WSUA was located in a janitor's closet in Brubacher Hall in what is today called the "Downtown campus." At the time, the format consisted of news, sports and music in the jazz, classical and Broadway vein. A Top 40 format was later adopted. In the mid 1960s, WSUA upgraded their studio space to the basement of Brubacher Hall, where space for more studios and record storage was available. Around this time, the station's carrier current signal was initiated at the new "Uptown" campus. The electrical wires used to carry the signal often imparted a buzzing sound on the transmission. In 1975, the station began to use the slogan "Buzz Along With Us" on some promotional items to acknowledge this fact.

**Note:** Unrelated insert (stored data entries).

PR #4180, opened 2019-08-21
[Internal] Added schema tests

DeanArbel:
## Status
Ready

## Related Issues
fixes: https://github.com/demisto/etc/issues/18683

## Description
Added a structure validation test to all schema-relevant files when a schema is changed.

   - No


yuvalbenshalom:
@yaakovi @DeanArbel

PR #4186, opened 2019-08-22
XDR - adding default query when no args are given

bakatzir:
## Status
Ready

## Related Issues
fixes: https://github.com/demisto/etc/issues/18728

4.1.0

   - No

## Must have
- [x] Tests
- [ ] Code Review


bakatzir:
@kirbles19 can you review the error message added:
`Please provide a query for the incidents.
For example: "!xdr-get-incidents since_creation_time="1 year" sort_by_creation_time="desc" limit=10"`

kirbles19:
@bakatzir adding here: Specify a query for the incidents. For example: "!xdr-get-incidents since_creation_time="1 year" sort_by_creation_time="desc" limit=10".

PR #5074, opened 2019-12-04
Cisco align image fix

Shellyber:
## Status
Ready

## Related Issues
fixes: https://github.com/demisto/etc/issues/20488

## Description
Updated the image to align with the rest of cisco integrations

   - No


Integrations/integration-IronPort.yml
```diff
@@ -4,9 +4,9 @@ commonfields:
...
 description: Cisco Email Security protects against ransomware, business email compromise,
-  spoofing, and phishing
+  spoofing, and phishing.
```
yardensade:
```suggestion
  spoofing, and phishing
```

A more progressive type of rock music format was introduced in 1968 and would later become the dominant format, displacing the Top 40 music. At the same time, WSUA began sports coverage of the Great Danes basketball and football teams. The station also featured a daily news digest called Earwitness News beginning in 1973. By mandate of the Student Association, the station was required to use this specific ID for its top of the hour announcement: "WSUA Albany, subsidized completely by student tax paid to the Student Association of the State University of New York at Albany.

==History as WCDB==
WCDB moved from the AM dial on to the FM dial on March 1, 1978 with the song "Born To Run" by Bruce Springsteen. The station operated with 10 watts of power in FM stereo. In 1981 the State University of New York submitted to the FCC an application to increase the station's transmitter power to 100 watts, which was approved on March 1, 1982. The first song played at the new higher power was "Rock and Roll" by the Velvet Underground.

==Notable alumni==
- Brian Lehrer - CUNY TV

==Live music performances==
WCDB has hosted numerous on-air band performances over the years. Notable performances include: The Kinks (1979); Television (1979); Joe Strummer (1984); Fugazi (1993); Cymbals Eat Guitars (2010); The Music Tapes (2010); Wye Oak (2011); Colour Revolt (2011); Avi Buffalo (2012).